Award ceremony took place by registration table. First we had the overall winners then came the Age Group awards. Many of my teammates from the Prospect Park Track Club won Age Group awards, many in first-place. For my Age Group, 50-59, when the third-place winner was announced and it wasn't me, my hope was dashed. Oh well, run faster or find another small race, I thought. But it turned out I was the second-place winner, with Jimmy in first-place, just as I joked before the race. Pleasant surprise indeed!

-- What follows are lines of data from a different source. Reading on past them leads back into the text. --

PR #1882, opened 2019-01-10
Add installer for jest

coorasse:
This PR adds support for the command `webpacker:install:jest`.
The command will install jest and add a couple of files as an example, saving you from the pain of configuring it manually.

Personally, I would propose to have it installed by default when installing webpacker. What is nice about Rails (and puts it one step in front of other frameworks) is to have a development environment that **just works**. 

In such an environment, I expect to have a testing framework for my Javascript ready to use. As Rails provides minitest out-of-the-box, it should also provide jest, to start writing tests immediately.

Things to consider: 

* I put the tests under the `test/javascripts` folder. Should this go under webpacker configuration file?

* Shall I write tests? I didn't see tests for the other installers. I have an idea on how to run the tests for these rake commands. you can see it here: https://github.com/coorasse/webpacker/commit/5195aef0a113b62fe9ba4275235ae9fd6c954476

### DIFF
--- a/lib/install/jest.rb
+++ b/lib/install/jest.rb
@@ -1,0 +1,39 @@
+require "webpacker/configuration"
+
+say "Copying the example test files"
+tests_folder = "#{defined?(RSpec) ? 'spec' : 'test'}/javascripts"
+
+copy_file "#{__dir__}/examples/jest/hello_jest.js",
+          "#{Webpacker.config.source_entry_path}/hello_jest.js"
+copy_file "#{__dir__}/examples/jest/hello_jest.spec.js",
+          "#{Webpacker.config.root_path.join(tests_folder)}/hello_jest.spec.js"
+
+say "Updating package.json"
+package_json = JSON.parse(File.read(Rails.root.join("package.json")))
+relative_source_path = Webpacker.config.source_path.relative_path_from(Webpacker.config.root_path)
+
+jest_config = {
+  "scripts" => {
+    "test" => "jest",
+    "test:watch" => "jest --watch"
+  },
+  "jest" => {
+    "roots" => [relative_source_path.to_s, tests_folder],
+    "moduleDirectories" => ["node_modules", relative_source_path.to_s],
+    "transform" => {
+      "^.+\\.js?$" => "babel-jest"
+    }
+  }
+}
+
+order_list = %w(name private jest dependencies devDependencies)
+new_package_json = jest_config.deep_merge(package_json).sort_by do |key, value|
+  order_list.index(key) || Float::INFINITY
+end.to_h
+
+File.write(Rails.root.join("package.json"), JSON.pretty_generate(new_package_json))
+
+say "Installing all Jest dependencies"
+run "yarn add --dev jest babel-jest"
+
+say "Webpacker now supports Jest 🎉. Execute 'yarn test' to run your tests.", :green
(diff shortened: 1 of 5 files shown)


coorasse:
CI is failing because of an incompatibility between bundler 2.0 and Rails 4.2. I see also other PR fail for the same reason.

joecochran:
+1 on this idea. if jest comes installed out of the box, it might be useful to yarn install `@vue/test-utils` in `webpacker:install:vue` and `jest-enzyme enzyme enzyme-adapter-react-16` with a `webpacker:install:react` as well. I might take a crack at that if this makes it in.

ytbryan:
A shameless plug on my open-source project - Vue on Rails. It works well with webpacker 3/4 and  supports Jest and @vue/test-utils too.

1. To generate a new webpacker 3 project with jest, run `rails new app -m https://vueonrails.com/vue` 
> For webpacker 4, please run `rails new app -m https://vueonrails.com/vue4`
2. To scaffold a vue component  with jest test, run `rails g vue something --test`
3. To setup jest test on your rails project, run `rails vue:test`

--

IMHO, It is better to leave test support to a 3rd party webpacker library.

zernie:
Great job @coorasse, but specs break down if you have any `*.js.erb` files in your code. I assume a custom jest transformer is necessary :(

coorasse:
I have no `.js.erb` files. I rebased and the CI is now ok. 🎉

lib/install/jest.rb
```diff
@@ -0,0 +1,39 @@
+require "webpacker/configuration"
+
+say "Copying the example test files"
+copy_file "#{__dir__}/examples/jest/hello_jest.js",
+          "#{Webpacker.config.source_entry_path}/hello_jest.js"
+copy_file "#{__dir__}/examples/jest/hello_jest.spec.js",
+          "#{Webpacker.config.root_path.join(tests_folder)}/hello_jest.spec.js"
```
1st8: It looks like `test_folder` is not defined yet, that happens in line 13, or am I missing something?

coorasse: you are not. I updated the jest.rb. I guess a set of tests wouldn't hurt here, right? It would have been nice to have some examples but there are not. If you reckon, I can write the first one here.

coorasse:
Hello @1st8, 
is there something else I can do to push forward this feature? Please give me a feedback if there is something I can improve or if is not a feature we want in general. Thank you 🙇

1st8:
Hi @coorasse ,

I am not affiliated with this project so I can't tell you if this is something that belongs to the webpacker scope, sorry for the misunderstanding.
Your code helped me with configuring jest in our environment (that's when I saw the error), but the final configuration needed a few changes that I am not sure will be mandatory on a default webpacker setup.

If you wanted, I could do a code review, but it would be my personal opinion only. 
Same applies for our final configuration, if you wanted details on that.

Maybe this topic could find easier adoption if written as documentation?

Cheers!

coorasse:
😅  If you have any consideration, @1st8, is more than welcome!

gauravtiwari:
Closing per https://github.com/rails/webpacker/pull/1882#issuecomment-461850212

coorasse:
I respect your point of view, although I still think having a testing library pre-configured would give webpacker a boost in terms of productivity. 
Having it "ready to use" is exactly one of these things that, as a developer, make me say "That's nice! 😄" 
Thanks for your time, guys. 🙇

PR #1889, opened 2019-01-14
Update v3.x to use babel v7

dev-cprice:
Update babel dependencies on v3.x stable branch to use babel v7


maschwenk:
This won't just be a drop in replacement because all the references to the package name in config will have to change. I imagine @gauravtiwari has no plans to backport Babel v7 to Webpacker 3.x

gauravtiwari:
Thanks @maschwenk

PR #73, opened 2021-09-14
Avoid prepending format token prefix for empty results

Christopher-Masselli:
**Problem**
We were adding the tokens prefix when ever it was available which was causing extra spaces when formatting if there were properties without a value.
`Ex. "[Prefix] [First] [MiddleInitial] [Last] [Suffix]" => " John  Doe "`
**Fix**
Avoid adding the prefix if the result and value are empty strings.

### DIFF
--- a/src/format.unit.ts
+++ b/src/format.unit.ts
@@ -88,4 +88,40 @@ describe("format", () => {
 		let form = await model.types.Form.create({}) as any;
 		expect(form.toString("[Table]")).toBe("Text2, Text2");
 	});
+
+	test("Prefixes are not prepended if there is no value and result", async () => {
+		var model = new Model({
+			"Form": {
+				Name: {
+					label: "Name",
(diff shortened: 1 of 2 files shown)


src/format.unit.ts
```diff
@@ -88,4 +88,40 @@ describe("format", () => {
 		let form = await model.types.Form.create({}) as any;
 		expect(form.toString("[Table]")).toBe("Text2, Text2");
 	});
+
+	test("Prefixes are not prepended if there is no value and result", async () => {
+		var model = new Model({
+			"Form": {
+				Name: {
+					label: "Name",
+					format: "[Prefix] [First] [MiddleInitial] [Last] [Suffix]",
```
tskimmett, line 97: What happens if the format looks like this?
```js
"'[First]' '[Last]'"
```

Christopher-Masselli: `'John'`
`Doe'`
`'`
Seems like an issue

Last month I ran the Harbor Fitness 5K in Bayridge. There were many raffle prizes given out but I didn't win anything. In the days leading up to the CIC5K, Josh had many announcements on Facebook about so-and-so sponsors had come on-board and will offer raffle prizes. In addition to the Chipotle BOGO coupon and $2 (?) Coney Island Brewing Co. that every runner would get, that is. There were indeed many prizes, ranging from baseball caps to socks then $15 Grimaldi coupon and $25 Brooklyn Running Co. gift card. There were other very high-valued prizes too that I cannot recall at the moment. Knowing my luck, I didn't expect much but when the winner for the last $25 BRC gift card was picked, the person wasn't present and my number was picked! Woohoo! Second-place Age Group AND a $25 gift card, the day sure started on a good note!